Large organizations operationalize RBAC through a few proven patterns:

  1. GitOps all RBAC manifests. Store every Role, ClusterRole, RoleBinding, and ClusterRoleBinding in Git. No manual kubectl create role in production — pull requests enforce peer review, and drift is caught automatically.
  2. Namespace-per-team isolation. Each team owns exactly the namespaces assigned to them; their ServiceAccounts have no cross-namespace permissions. Shared platform services use dedicated namespaces with explicitly scoped bindings.
  3. Time-bound escalation. For break-glass scenarios, grant cluster-admin via a ClusterRoleBinding with an ownerReference pointing to a TTL-based Job, or use tools like Teleport or Pomerium for JIT (just-in-time) access that auto-revokes after a session ends.

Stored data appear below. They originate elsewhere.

PR #32, opened 2020-11-02
Add staticcheck linter

syscll:
Based on the comments in #30, this PR adds the `staticcheck` linter and fixes errors found during analysis.


Foxboron:
Can you squash the commits?

syscll:
I think it's easier to squash and merge?

syscll:
Settings -> Merge Button -> Allow squash merging

Foxboron:
I don't merge through github as It does faux signatures on the commits. I can manually pull and squash if it's easier :) Ill be doing it for the merge regardless.

syscll:
Ah, no worries. I don't have access to my laptop atm, so if you wouldn't mind then I'd appreciate it!

README.md
```diff
@@ -1,5 +1,4 @@
-sbctl - Secure Boot Manager
-===========================
+# sbctl - Secure Boot Manager [![Build Status](https://github.com/Foxboron/sbctl/workflows/build/badge.svg)](https://github.com/Foxboron/sbctl/actions)
```
ericonr, line 1: I think it's missing a new line here, isn't it?

go.mod
```diff
@@ -1,6 +1,6 @@
 module github.com/foxboron/sbctl
 
-go 1.14
+go 1.15
```
ericonr, line 3: I'm not sure what the effect of increasing this is...

Makefile
```diff
@@ -47,3 +47,17 @@ push-aur:
...
 	rm -f sbctl
+
+.PHONY: deps
+deps:
+	go get honnef.co/go/tools/cmd/staticcheck@2020.1.6
+
+.PHONY: lint
+lint: deps
+	go vet ./...
+	test -z $(shell go fmt ./...)
```
ericonr, line 58: You might want to quote this, I'm not sure how it behaves in make.

Makefile
```diff
@@ -47,3 +47,17 @@ push-aur:
 clean:
 	rm -f $(MANS)
 	rm -f sbctl
+
+.PHONY: deps
+deps:
+	go get honnef.co/go/tools/cmd/staticcheck@2020.1.6
+
+.PHONY: lint
+lint: deps
```
ericonr, line 56: I would prefer to be able to obtain `staticcheck` on my own; perhaps CI should do `make deps lint` for the dependency, but a user can obtain in in other ways.

README.md
syscll: You would prefer the build status on a new line?

go.mod
syscll: I agree, will revert.

Makefile
syscll: I'm not actually sure this is the best method of doing this, so I might revert.

Makefile
syscll: I would have to disagree here as that I think linting tools should be versioned just like dependencies. That being said, I can remove the call to `deps` when running `lint`, that way you can still use your own version.

Makefile
syscll: `go fmt` annoyingly doesn't return error codes.

syscll:
PTAL

Makefile
ericonr: I don't disagree with the versioning, definitely. That sounds good to me.

README.md
ericonr: I think so, @Foxboron might disagree with me.

syscll:
Replaced by #35

PR #34, opened 2020-11-07
[WIP] keys: use goefi instead of calling sbsiglist.

ericonr:
Calling `sbsiglist` manually resulted in exactly the same file as generated here (it also resulted in my discovery of a segfault in `sbsiglist` :P ). However, I think it would be nice to have more testing in goefi for any regressions and corner cases; furthermore, I think the API could be improved. Perhaps `WriteSignatureList` could take an `io.Writer` or similar?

  4. Regular permission reviews. Run kubectl auth reconcile --dry-run to detect drift. Schedule quarterly audits that compare current bindings against the GitOps-declared state and flag any ServiceAccount with secrets get or namespace-wide create permissions.
RBAC does not restrict data-plane traffic. A pod with no RBAC permissions can still open TCP connections to other pods. Network Policies (lesson 5 in the networking tutorial) and service meshes with mutual TLS handle workload-to-workload authorization — RBAC only governs Kubernetes API access.

Mastering RBAC is what separates engineers who can deploy Kubernetes from engineers who can operate it safely. Every concept in this tutorial — admission webhooks, custom operators, multi-tenancy — rests on the RBAC foundation you have built here.